Turbulent dynamo in a conducting fluid and partially ionized gas

TL;DR

This paper develops a unified theory of turbulent dynamo in conducting and partially ionized gases, revealing new growth regimes and implications for magnetic field generation in early cosmic structures.

Contribution

It introduces a comprehensive model covering both kinematic and nonlinear dynamo stages across all magnetic Prandtl numbers and ionization levels, including new growth regimes.

Findings

Extended kinematic stage with linear growth in weakly ionized media

Universal linear growth rate in nonlinear stage proportional to turbulent energy transfer

Magnetic field amplification insufficient during star formation timescales

Abstract

By following the Kazantsev theory and taking into account both microscopic and turbulent diffusion of magnetic fields, we develop a unified treatment of the kinematic and nonlinear stages of turbulent dynamo, and study the dynamo process for a full range of magnetic Prandtl number Pm and ionization fractions. We find a striking similarity between the dependence of dynamo behavior on Pm in a conducting fluid and R (a function of ionization fraction) in partially ionized gas. In a weakly ionized medium, the kinematic stage is largely extended, including not only exponential growth but a new regime of dynamo characterized by linear-in-time growth of magnetic field strength, and the resulting magnetic energy is much higher than the kinetic energy carried by viscous-scale eddies.
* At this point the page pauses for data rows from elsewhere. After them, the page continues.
PR #193, opened 2021-01-31
Improve the GitHub Actions

PSchmiedmayer:
# *Name of the PR*

1. The amazonlinux TestWebService tests seemed to have failed once. From the build logs it looked like the linux instance the action was running on was taking longer then expected to start up the web service.
2. Some runs of the CI did not use the cache to speed up the build process
3. The Codecov action did not report the test results reliably 

## :bulb: Proposed solution
This PRs address the issues noted above:
1. This PR increased the test timeout
2. This PR improves the caching mechanism
3. This PR addresses some error logs found in the Codecov action


.github/workflows/test-webservice.yml
```diff
@@ -28,8 +29,8 @@ jobs:
         xcode-version: latest
     - uses: actions/cache@v2
       with:
-        path: .build
-        key: ${{ runner.os }}-spm-cachev2-${{ hashFiles('Package.resolved') }}
+        path: TestWebService/.build
```
bauer-andreas, line 32: Is the cache action not impacted by the `working-directory` definition?

bauer-andreas (approved):
looks good 👍 

Out of curiosity, which unit are those deadlines? minutes or seconds?

.github/workflows/test-webservice.yml
PSchmiedmayer: Yes, it seems like it. The previous version didn't work and the cache only worked once a used absolute paths undefended of the workspace path.

Regarding the timeout: It is defined seconds, I think about 5 seconds should be reasonable to start up the web service 🚀

bauer-andreas: Weird behavior 😅 

Would it make sense to increase that even further? Should boot in 5 seconds, but we also have seen GitHub Actions being really slow 🙃 But lets just see how it goes.

PSchmiedmayer: Yes, I could also imaging extending the timeout even more if this is needed. On the other hand this gives us some hint about changes that dramatically increase the startup time of the web service so I would suggest to leave it at the current timeout for now and increase it once we have the need for it or we notice that builds start failing due to a timeout.

.github/workflows/build-and-test.yml
```diff
@@ -15,17 +15,20 @@ jobs:
     name: macOS ${{ matrix.configuration }} test build
     runs-on: macos-latest
     strategy:
+      fail-fast: false
       matrix:
         configuration: [debug, release]
     steps:
     - uses: actions/checkout@v2
+      with:
+        fetch-depth: 0
```
tgymnich, line 24: @PSchmiedmayer why did you add this line? Is there a reason we need to fetch all history for all branches and tags?

PSchmiedmayer: @tgymnich There was a log error in the job that uploaded the codecov report that the action was requiring a fetch-depth of 0 or bigger then 1 and we had the issue that the report was not always reported in the PRs and after removing the log error the codecov reports continued to work again.

tgymnich: @PSchmiedmayer thanks for clarifying this!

Unlike the kinematic stage, the subsequent nonlinear stage is unaffected by microscopic diffusion processes and has a universal linear-in-time growth of magnetic energy with the growth rate as a constant fraction $3/38$ of the turbulent energy transfer rate, showing good agreement with earlier numerical results. Applying the analysis to the first stars and galaxies, we find that the kinematic stage is able to generate a field strength only an order of magnitude smaller than the final saturation value. But the generation of large-scale magnetic fields can only be accounted for by the relatively inefficient nonlinear stage and requires longer time than the free-fall time. It suggests that magnetic fields may not have played a dynamically important role during the formation of the first stars.